Goal of the exercise: Find the lines of the material below that include the string "triggered", then copy each one.

Stored data:
PR #846, opened 2019-03-11
Fixes email subscription status Customer.io sync

aaronschachter:
#### What's this PR do?

Modifies `Model.setAttribute` to avoid overriding `false` boolean values with `null`, which unblocks fixing updating `email_subscription_status` in Customer.io by checking whether a `email_subscription_status` value is set (vs whether it's truthy)

I've been testing by locally updating my user via API, but also within Aurora to verify all data looks as expected.

#### Relevant Tickets
* Fixes https://www.pivotaltracker.com/story/show/164346693, https://www.pivotaltracker.com/story/show/164346648

#### Checklist

### DIFF
--- a/app/Models/Model.php
+++ b/app/Models/Model.php
@@ -24,7 +24,7 @@ class Model extends BaseModel
     {
         parent::setAttribute($key, $value);
 
-        // Empty strings should be saved as `null` when our attribute is a string.
+        // Empty string values should be saved as `null` if attribute is not boolean.
         $booleanFields = ['email_subscription_status', 'sms_paused'];
         if (empty($this->attributes[$key]) && ! in_array($key, $booleanFields)) {
             $this->attributes[$key] = null;
--- a/app/Models/Model.php
+++ b/app/Models/Model.php
@@ -25,7 +25,7 @@ class Model extends BaseModel
         parent::setAttribute($key, $value);
 
         // Empty string values should be saved as `null` if attribute is not boolean.
-        $booleanFields = ['email_subscription_status', 'sms_paused'];
+        $booleanFields = array_keys($this->casts, 'boolean');
         if (empty($this->attributes[$key]) && ! in_array($key, $booleanFields)) {
             $this->attributes[$key] = null;
         }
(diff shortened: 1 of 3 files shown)


tests/Models/UserTest.php
```diff
@@ -101,4 +101,42 @@ public function it_should_return_password_reset_url_with_token()
 
         $this->assertEquals($result, route('password.reset', [$token, 'email' => $email, 'type' => $type]));
     }
+
+    /** @test */
+    public function it_should_include_unsubscribed_false_in_customerio_payload_if_email_subscription_status_true()
+    {
+        $subscribedStatusUser = factory(User::class)->create([
+            'email' => 'subscribed@example.com',
```
katiecrane: I don't think you should need to include an `email` here, [the user factory should take care of that!](https://github.com/DoSomething/northstar/blob/master/database/factories/ModelFactory.php#L16)

app/Models/Model.php
```diff
@@ -24,8 +24,9 @@ public function setAttribute($key, $value)
     {
         parent::setAttribute($key, $value);
 
-        // Empty strings should be saved as `null`.
-        if (empty($this->attributes[$key])) {
+        // Empty string values should be saved as `null` if attribute is not boolean.
+        $booleanFields = ['email_subscription_status', 'sms_paused'];
```
DFurnes: Rather than hard-coding these field names in the generic Model, let's decide this by [the specified `$casts`](https://github.com/DoSomething/northstar/blob/4f7beffa7a78e31a5915877c2ed0b28b3d774b5c/app/Models/User.php#L164-L173):

```php
$booleanFields = array_keys(self::$casts, 'boolean');
```

aaronschachter: This works if I call `$this->casts`... calling as `self::$casts` throws `Error: Access to undeclared static property: Northstar\Models\Model::$casts`. Refs https://stackoverflow.com/a/27670398/1470725

DFurnes: Oh yup, I totally messed that up!

PR #848, opened 2019-03-15
Update user update command to work with `email_subscription_topics`

katiecrane:
#### What's this PR do?

🎩 Updates `northstar:update` to work with `email_subscription_topics`, which is an array value. We want to make sure that any topics added in through the csv are _added_ to the array and do not overwrite it! We also want to make sure that we don't add duplicate values to the array.

👩‍🎓 Adds a new test for this command for this work. Makes sure we can add `email_subscription_topics` to users who have no topics, have some existing topics, and makes sure we don't add duplicate topics.

Will this allow us to import the [csvs on this card](https://www.pivotaltracker.com/n/projects/2019429/stories/164216160)?

#### Relevant Tickets
[Card](https://www.pivotaltracker.com/story/show/164216160)

#### Checklist

### DIFF
--- a/app/Console/Commands/UpdateUserFieldsCommand.php
+++ b/app/Console/Commands/UpdateUserFieldsCommand.php
@@ -68,6 +68,7 @@ class UpdateUserFieldsCommand extends Command
         $usersToUpdate = $usersCsv->getRecords();
 
         $this->line('northstar:update: Updating '.count($usersCsv).' users...');
+
         $fieldsToUpdate = $this->argument('fields');
 
         $this->totalCount = count($usersCsv);
@@ -95,7 +96,7 @@ class UpdateUserFieldsCommand extends Command
 
                         // Don't add topic if it is already there
                         if (in_array($userToUpdate[$field], $topics)) {
-                            return;
+                            continue;
                         }
 
                         // Add the new topic to our array
--- a/app/Console/Commands/UpdateUserFieldsCommand.php
+++ b/app/Console/Commands/UpdateUserFieldsCommand.php
@@ -88,7 +88,24 @@ class UpdateUserFieldsCommand extends Command
 
             foreach ($fieldsToUpdate as $field) {
                 if (! empty($userToUpdate[$field])) {
-                    $user->{$field} = $userToUpdate[$field];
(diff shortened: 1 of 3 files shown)


app/Console/Commands/UpdateUserFieldsCommand.php
```diff
@@ -88,7 +89,24 @@ public function handle()
 
             foreach ($fieldsToUpdate as $field) {
                 if (! empty($userToUpdate[$field])) {
-                    $user->{$field} = $userToUpdate[$field];
+                    // Special instructions when working with array field
+                    if ($field === 'email_subscription_topics') {
+                        // Get current email topics
+                        $topics = $user->email_subscription_topics ? $user->email_subscription_topics : [];
```
DFurnes: I think we could simplify this a little bit using `array_merge`:

```php
if ($field === 'email_subscription_topics') {
    $existingItems = $user->{$field} ?: [];
    $user->{$field} = array_merge($existingItems, $userToUpdate[$field]);
}
```

tests/Console/UpdateUserFieldsCommandTest.php
```diff
@@ -42,4 +42,41 @@ public function it_should_update_given_fields()
             'created_at' => Carbon::parse('2018-01-01 10:00:00'),
         ]);
     }
+
+    /** @test */
+    public function it_should_update_email_topics()
```
DFurnes: Love, love, love that you added this test! 🙌

app/Console/Commands/UpdateUserFieldsCommand.php
katiecrane: @DFurnes fiddled with this a bit but using `array_merge` is still cause duplicates because [the arrays have numeric keys.](http://php.net/manual/en/function.array-merge.php)
```
If the input arrays have the same string keys, then the later value for that key will overwrite the previous one. If, however, the arrays contain numeric keys, the later value will not overwrite the original value, but will be appended.
```

DFurnes: Ohhh, you're totally right. Gah! 😩

PR #852, opened 2019-03-21
Adds support for Activate Account password resets

aaronschachter:
#### What's this PR do?

Adds [`showResetForm`](https://github.com/laravel/framework/blob/5.5/src/Illuminate/Foundation/Auth/ResetsPasswords.php#L25) to the `ResetPasswordController` to customize the Reset Password form when `type` query parameter includes `activate-account`.

Verify expected content for Forgot Password forms at `/password/reset`, as well as overrides for when the `type` query parameter includes `activate-account`.

#### Relevant Tickets
Fixes https://www.pivotaltracker.com/n/projects/2019429/stories/164780588

#### Checklist

### DIFF
--- a/tests/Http/Web/PasswordResetTest.php
+++ b/tests/Http/Web/PasswordResetTest.php
@@ -19,7 +19,7 @@ class PasswordResetTest extends BrowserKitTestCase
     /**
      * Test that the homepage redirects to login page.
      */
-    public function testPasswordResetFlow()
+    public function testForgotPasswordResetFlow()
     {
         Bus::fake();
 
@@ -29,6 +29,7 @@ class PasswordResetTest extends BrowserKitTestCase
         // The user should be able to request a new password by entering their email.
         $this->visit('/password/reset');
         $this->see('Forgot your password?');
+        $this->see('We\'ve all been there. Reset by entering your email.');
         $this->submitForm('Request New Password', [
             'email' => 'forgetful@example.com',
         ]);
@@ -39,6 +40,7 @@ class PasswordResetTest extends BrowserKitTestCase
 
             return true;
         });
+        info('testForgotPasswordResetFlow '.$resetPasswordUrl);
 
         // The user should visit the link that was sent via email & set a new password.
         $this->visit($resetPasswordUrl);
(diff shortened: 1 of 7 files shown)


DFurnes:
If you have time, it might be nice to add a simple `testPasswordActivationFlow` test to [`PasswordResetTest`](https://github.com/DoSomething/northstar/blob/master/tests/Http/Web/PasswordResetTest.php) that checks that the correct copy is used for that flow.

tests/Http/Web/PasswordResetTest.php
```diff
@@ -79,4 +81,49 @@ public function testPasswordResetRateLimited()
...
+        ]);
+        $this->assertResponseStatus(200);
+        $this->seeJsonStructure(['success']);
+        // We'll assert that the event was created & take note of reset URL for the next step.
+        Bus::assertDispatched(SendPasswordResetToCustomerIo::class, function ($job) use (&$resetPasswordUrl) {
+            $passwordResetUrl = $job->getUrl();
+
+            return true;
+        });
+        */
```
aaronschachter: Having a tough time getting this to work. This commented code runs, and I've debugged to see that `$passwordResetUrl` is populated with a real reset URL (copy/pasted one below). Yet when the `visit` test runs in line 112, it's just finding the regular Northstar homepage for user registration.

DFurnes: Not sure if this was just changed while debugging, but is it [`$passwordResetUrl`](https://github.com/DoSomething/northstar/pull/852/files#diff-27ca59bee4ffdeef3e65ebb7ce276f7eR93) vs. [`$resetPasswordUrl`](https://github.com/DoSomething/northstar/pull/852/files#diff-27ca59bee4ffdeef3e65ebb7ce276f7eR104)?

aaronschachter: Yeah, I had just changed this while debugging... fixing the variable names doesn't do the trick. Line 113 fails once I uncomment out the call to ` $this->asAdminUser()->post` in line 95. I couldn't find anything like a `$this->asAnonUser` to visit the reset URL, wondering if that could have something to do with it... 🤕

tests/Http/Web/PasswordResetTest.php
```diff
@@ -79,4 +81,49 @@ public function testPasswordResetRateLimited()
...
+        // We'll assert that the event was created & take note of reset URL for the next step.
+        Bus::assertDispatched(SendPasswordResetToCustomerIo::class, function ($job) use (&$resetPasswordUrl) {
+            $resetPasswordUrl = $job->getUrl();
+
+            return true;
+        });
+        info('test 2 '.$resetPasswordUrl);
+        */
+
+        $resetPasswordUrl = 'http://localhost/password/reset/15f5b5dbead3e0455e10955febd0458948d088f153016c51f166740bb2d37bfd?email=davon11%40example.org&type=rock-the-vote-activate-account';
```
aaronschachter: This is from the debugging above, definitely setting `$resetPasswordUrl` to a valid password reset URL within our `Bus::assertDispatched` callback

tests/Http/Web/PasswordResetTest.php
```diff
@@ -79,4 +81,49 @@ public function testPasswordResetRateLimited()
...
+
+        $this->visit($resetPasswordUrl);
```
aaronschachter: The thought in https://github.com/DoSomething/northstar/pull/852/files#r268376990 doesn't fix -- tried explicitly calling `$this->actingAs($user)->visit($resetPasswordUrl);` here but the next test fails -- the HTML returned matches the homepage/registration -- not the forgot password HTML.

aaronschachter: Tried adding`$this->get('/logout');` before this line, thinking maybe a permission issue could be causing visiting a valid password reset link to return the registration form... but that's not it either

DFurnes: This was tricky, but you were totally on the right track! It's pretty wild that Laravel doesn't have a simple `$this->logout()` complement to `$this->be(…)`! 😖

Ended up using `$this->refreshApplication()` like [we do in this other test](https://github.com/DoSomething/northstar/blob/ddf98cc07d77bcea0ee572ef6e83c7610e0010be/tests/Http/OAuthTest.php#L500).

aaronschachter: Tricky indeed -- thank you so much for the help! *screams into pillow*

PR #854, opened 2019-03-28
Track password_updated event in Customer.io [pr]

aaronschachter:
#### What's this PR do?

Tracks a `password_updated` event in Customer.io when user updates their password, saving a single `source` attribute -- which there can be 3 values for currently per this branch:

* `forgot-password` - When user clicks link sent from a Forgot Password email
* `rock-the-vote-activate-account` - When an imported Rock The Vote user clicks link sent from an Activate Account email
* `profile` - When user updates their password via profile

This will allow us to configure [Customer.io event triggered campaigns](http://docs.dosomething.org/customer-io#events) to send a confirmation email if an activated user changes their password, or welcome emails to imported users who have activated their account via `/password/reset/rock-the-vote-activate-account/{token}` links (sent from the RTV Activate Account email)

The bad news: This PR breaks existing reset URL's for emails that have been sent, as we're now using `/password/reset/{type}/{token}` instead of `/password/reset/{token}`.  Because the links expire after 24 hours, I don't think this should be a blocker.

Test locally by setting your Customer.io env variables, submit the Forgot Password form, and verify a `password_updated` event is created in Customer.io upon setting a new password.

#### Relevant Tickets
This helps unblock a wishlist item for Rock The Vote Activate Account emails: when a user clicks through an Activate Account email and sets their password, send a follow-up email confirming account creation and welcoming them as a DS member. We'll be able to do this by creating two separate event triggered campaigns:

* 1 - Filter where `source` contains `activate-account`, where we'll welcome users who have set a password (they previously did not have one set, because they were imported)
* 2 - Filter where source does not contain `activate-account`, this will send a standard password change confirmation email - e.g: _You are receiving this because you (or someone else) has changed the password of your DoSomething.org account. If this was you, you can safely ignore this email. If not, please email help@dosomething.org._

#### Checklist

### DIFF
--- a/app/Events/PasswordUpdated.php
+++ b/app/Events/PasswordUpdated.php
@@ -15,22 +15,22 @@ class PasswordUpdated
     public $user;
 
     /**
-     * Source of password update (either profile or type of reset password form).
+     * Where user updated their password from (e.g type of reset password form, profile).
      *
      * @var string
      */
-    public $source;
+    public $updatedVia;
 
     /**
      * Create a new event instance.
      *
      * @param  \Illuminate\Contracts\Auth\Authenticatable  $user
-     * @param  string  $source
+     * @param  string  $updatedVia
      * @return void
      */
-    public function __construct($user, $source)
+    public function __construct($user, $updatedVia)
     {
         $this->user = $user;
-        $this->source = $source;
+        $this->updatedVia = $updatedVia;
     }
 }
--- a/app/Events/PasswordUpdated.php
+++ b/app/Events/PasswordUpdated.php
@@ -25,7 +25,7 @@ class PasswordUpdated
      * Create a new event instance.
      *
      * @param  \Illuminate\Contracts\Auth\Authenticatable  $user
-     * @param  string
+     * @param  string  $source
      * @return void
      */
     public function __construct($user, $source)
--- a/app/Events/PasswordUpdated.php
+++ b/app/Events/PasswordUpdated.php
@@ -1,0 +1,36 @@
+<?php
+
+namespace Northstar\Events;
+
+use Illuminate\Queue\SerializesModels;
+
+class PasswordUpdated
+{
+    use SerializesModels;
+    /**
+     * The user.
+     *
+     * @var \Illuminate\Contracts\Auth\Authenticatable
+     */
+    public $user;
+
+    /**
+     * Source of password update (either profile or type of reset password form).
+     *
+     * @var string
+     */
+    public $source;
+
+    /**
+     * Create a new event instance.
+     *
+     * @param  \Illuminate\Contracts\Auth\Authenticatable  $user
+     * @param  string
+     * @return void
+     */
+    public function __construct($user, $source)
+    {
+        $this->user = $user;
+        $this->source = $source;
+    }
+}
--- a/app/Http/Controllers/Web/ResetPasswordController.php
+++ b/app/Http/Controllers/Web/ResetPasswordController.php
@@ -5,6 +5,7 @@ namespace Northstar\Http\Controllers\Web;
 use Illuminate\Http\Request;
 use Illuminate\Foundation\Auth\ResetsPasswords;
 use Northstar\Events\PasswordUpdated;
+use Northstar\PasswordResetType;
 use Illuminate\Support\Facades\Auth;
 
 class ResetPasswordController extends Controller
@@ -35,7 +36,6 @@ class ResetPasswordController extends Controller
      * Reset the given user's password.
      *
      * @param  \Illuminate\Contracts\Auth\CanResetPassword  $user
-     * @param  string  $password
      * @return void
      */
     protected function resetPassword($user, $password)
@@ -45,23 +45,27 @@ class ResetPasswordController extends Controller
             'remember_token' => str_random(60),
         ])->save();
 
-        // TODO: Pass reset type argument and send through as the PasswordUpdated source.
-        event(new PasswordUpdated($user, 'forgot-password'));
+        event(new PasswordUpdated($user, request()->type));
 
         $this->guard()->login($user);
     }
 
     /**
-     * Display the password reset view for the given token.
+     * Display the password reset view for the given password reset type and token.
      *
      * If no token is present, display the link request form.
      *
      * @param  \Illuminate\Http\Request  $request
+     * @param  string  $type
      * @param  string|null  $token
      * @return \Illuminate\Contracts\View\Factory|\Illuminate\View\View
      */
-    public function showResetForm(Request $request, $token = null)
+    public function showResetForm(Request $request, $type, $token = null)
     {
+        if (! isset($type)) {
+            $type = PasswordResetType::$forgotPassword;
+        }
+
         $data = [
             'title' => 'Forgot Password',
             'header' => trans('auth.forgot_password.header'),
@@ -72,7 +76,7 @@ class ResetPasswordController extends Controller
             'display_footer' => true,
         ];
 
-        if (str_contains(request()->input('type'), 'activate-account')) {
+        if (str_contains($type, 'activate-account')) {
             $data = [
                 'title' => 'Activate Account',
                 'header' => trans('auth.activate_account.header'),
@@ -85,6 +89,7 @@ class ResetPasswordController extends Controller
         }
 
         $data['token'] = $token;
+        $data['type'] = $type;
         $data['email'] = $request->email;
 
         return view('auth.passwords.reset')->with($data);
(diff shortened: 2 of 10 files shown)


aaronschachter:
Added our Customer.io QA environment variables into Wercker as protected variables to get tests to pass.

app/Listeners/ReportPasswordUpdated.php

Task output:
This will allow us to configure [Customer.io event triggered campaigns](http://docs.dosomething.org/customer-io#events) to send a confirmation email if an activated user changes their password, or welcome emails to imported users who have activated their account via `/password/reset/rock-the-vote-activate-account/{token}` links (sent from the RTV Activate Account email)
This helps unblock a wishlist item for Rock The Vote Activate Account emails: when a user clicks through an Activate Account email and sets their password, send a follow-up email confirming account creation and welcoming them as a DS member. We'll be able to do this by creating two separate event triggered campaigns:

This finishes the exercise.